Calabi-Yau integrals are period-type integrals associated with Calabi-Yau manifolds and play a foundational role in mirror symmetry, string compactification, the paper of Feynman amplitudes, and arithmetic geometry. In both mathematical and physical settings, such integrals involve the analytic computation of periods of holomorphic top-forms over cycles (or chains) on families of Calabi-Yau (CY) varieties; their structure encodes deep geometric, topological, and arithmetic information.

1. Formalism of Calabi–Yau Integrals

At the core, a Calabi-Yau integral is the period of the nowhere-vanishing holomorphic volume form Ω over a cycle γ in the appropriate (co)homology group, typically

$\int_{\gamma} \Omega,$

where, for a Calabi-Yau n-fold $X$, one has $\Omega \in H^{n,0}(X)$. For local (noncompact) Calabi-Yau geometries, open-string sectors and D-brane boundary conditions naturally lead to integrals over chains with boundary, pairing the holomorphic form with 3-chains ($\Gamma \subset X$) whose boundaries lie on prescribed holomorphic curves. The computation of these periods is governed by the Gauss–Manin connection and, more concretely, by the Picard–Fuchs differential equations characterizing the variation of Hodge structure.

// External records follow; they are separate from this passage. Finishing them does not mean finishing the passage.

PR #4455, opened 2018-11-26
More scheduler changes

Kami:
Some more changes on top off #4397:

* Use a module level constant and use a larger delay when trying to re-schedule policy delayed executions. Trying to re-schedule it that often (500 ms) could potentially cause a lot of unnecessary load on the scheduler service and a slightly longer delay is not a big deal when we are re-scheduling policy delayed executions. This may also help with race in the tests.


st2actions/tests/unit/policies/test_concurrency.py
```diff
@@ -88,12 +88,18 @@ def setUpClass(cls):
         loader.save_fixtures_to_db(fixtures_pack=PACK,
                                    fixtures_dict=TEST_FIXTURES)
 
+    # NOTE: This monkey patch needs to happen again here because during tests for some reason this
+    # method gets unpatcked (test doing reload() or similar)
```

The calculation often proceeds by reducing the multi-dimensional integral, through symmetry and coordinate choices, to lower-dimensional polylogarithmic, elliptic, or more general Calabi–Yau period integrals depending on the complexity and the number of complex structure moduli.

2. Picard–Fuchs Equations and Period Structure

Periods of holomorphic top-forms satisfy linear differential equations with regular singularities—Picard–Fuchs equations—whose structure is dictated by the variation of Hodge structure on the (co)homology of the family. For one-parameter families with $h^{n-1,1} = 1$, the Picard–Fuchs operator is of order $n+1$ (for $n$-folds). Its solutions, in the vicinity of a maximally unipotent monodromy (MUM) point, organize as a Frobenius basis: $$\varpi_0(z),\quad \varpi_1(z) = \varpi_0(z) \log z + \cdots, \quad \ldots$$ In the context of chain integrals arising from open-string configurations, the periods instead satisfy inhomogeneous Picard–Fuchs systems, with inhomogeneities arising from exact forms localized near the boundaries of the chain. Direct construction of these differential operators can employ Griffiths–Dwork reduction or rescaling algorithms specific to the defining equations of the CY geometry (Fuji et al., 2010).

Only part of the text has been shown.